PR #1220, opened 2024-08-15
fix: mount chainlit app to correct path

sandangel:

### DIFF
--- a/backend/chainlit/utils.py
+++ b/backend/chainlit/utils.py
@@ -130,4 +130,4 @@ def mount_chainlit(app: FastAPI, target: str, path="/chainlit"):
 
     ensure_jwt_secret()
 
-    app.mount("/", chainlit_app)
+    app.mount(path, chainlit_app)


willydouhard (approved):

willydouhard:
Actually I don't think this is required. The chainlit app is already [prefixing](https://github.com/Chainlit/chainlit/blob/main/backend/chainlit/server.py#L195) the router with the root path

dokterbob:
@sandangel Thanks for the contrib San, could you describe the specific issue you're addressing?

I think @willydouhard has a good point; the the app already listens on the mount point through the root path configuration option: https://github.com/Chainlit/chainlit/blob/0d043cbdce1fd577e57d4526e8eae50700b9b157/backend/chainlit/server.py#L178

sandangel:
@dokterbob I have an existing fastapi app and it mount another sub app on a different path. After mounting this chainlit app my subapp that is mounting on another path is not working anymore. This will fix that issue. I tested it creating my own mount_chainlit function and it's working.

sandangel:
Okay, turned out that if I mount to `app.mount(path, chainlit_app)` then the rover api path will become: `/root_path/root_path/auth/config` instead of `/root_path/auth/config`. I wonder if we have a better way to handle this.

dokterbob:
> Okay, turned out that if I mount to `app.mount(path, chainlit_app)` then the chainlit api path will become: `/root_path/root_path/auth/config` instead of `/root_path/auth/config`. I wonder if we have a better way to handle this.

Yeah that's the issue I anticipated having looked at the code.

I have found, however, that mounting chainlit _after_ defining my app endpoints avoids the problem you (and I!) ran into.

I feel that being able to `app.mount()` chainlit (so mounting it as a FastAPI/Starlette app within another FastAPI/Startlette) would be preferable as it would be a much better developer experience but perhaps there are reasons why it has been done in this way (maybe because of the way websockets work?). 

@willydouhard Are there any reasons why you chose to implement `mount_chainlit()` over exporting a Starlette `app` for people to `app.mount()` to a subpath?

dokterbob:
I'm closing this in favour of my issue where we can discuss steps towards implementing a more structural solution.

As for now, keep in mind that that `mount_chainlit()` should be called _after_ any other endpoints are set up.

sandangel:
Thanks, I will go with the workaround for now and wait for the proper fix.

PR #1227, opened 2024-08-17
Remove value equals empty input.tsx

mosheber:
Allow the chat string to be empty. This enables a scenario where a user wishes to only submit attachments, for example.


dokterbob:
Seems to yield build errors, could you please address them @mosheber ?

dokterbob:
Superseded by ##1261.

++++++++

Exercise: Would you please write out all the entries exactly?

Result of the exercise:
PR #1220, opened 2024-08-15
fix: mount chainlit app to correct path

sandangel:

### DIFF
--- a/backend/chainlit/utils.py
+++ b/backend/chainlit/utils.py
@@ -130,4 +130,4 @@ def mount_chainlit(app: FastAPI, target: str, path="/chainlit"):
 
     ensure_jwt_secret()
 
-    app.mount("/", chainlit_app)
+    app.mount(path, chainlit_app)


willydouhard (approved):

willydouhard:
Actually I don't think this is required. The chainlit app is already [prefixing](https://github.com/Chainlit/chainlit/blob/main/backend/chainlit/server.py#L195) the router with the root path

dokterbob:
@sandangel Thanks for the contrib San, could you describe the specific issue you're addressing?

I think @willydouhard has a good point; the the app already listens on the mount point through the root path configuration option: https://github.com/Chainlit/chainlit/blob/0d043cbdce1fd577e57d4526e8eae50700b9b157/backend/chainlit/server.py#L178

sandangel:
@dokterbob I have an existing fastapi app and it mount another sub app on a different path. After mounting this chainlit app my subapp that is mounting on another path is not working anymore. This will fix that issue. I tested it creating my own mount_chainlit function and it's working.

sandangel:
Okay, turned out that if I mount to `app.mount(path, chainlit_app)` then the rover api path will become: `/root_path/root_path/auth/config` instead of `/root_path/auth/config`. I wonder if we have a better way to handle this.

dokterbob:
> Okay, turned out that if I mount to `app.mount(path, chainlit_app)` then the chainlit api path will become: `/root_path/root_path/auth/config` instead of `/root_path/auth/config`. I wonder if we have a better way to handle this.

Yeah that's the issue I anticipated having looked at the code.

I have found, however, that mounting chainlit _after_ defining my app endpoints avoids the problem you (and I!) ran into.

I feel that being able to `app.mount()` chainlit (so mounting it as a FastAPI/Starlette app within another FastAPI/Startlette) would be preferable as it would be a much better developer experience but perhaps there are reasons why it has been done in this way (maybe because of the way websockets work?). 

@willydouhard Are there any reasons why you chose to implement `mount_chainlit()` over exporting a Starlette `app` for people to `app.mount()` to a subpath?

dokterbob:
I'm closing this in favour of my issue where we can discuss steps towards implementing a more structural solution.

As for now, keep in mind that that `mount_chainlit()` should be called _after_ any other endpoints are set up.

sandangel:
Thanks, I will go with the workaround for now and wait for the proper fix.

PR #1227, opened 2024-08-17
Remove value equals empty input.tsx

mosheber:
Allow the chat string to be empty. This enables a scenario where a user wishes to only submit attachments, for example.


dokterbob:
Seems to yield build errors, could you please address them @mosheber ?

dokterbob:
Superseded by ##1261.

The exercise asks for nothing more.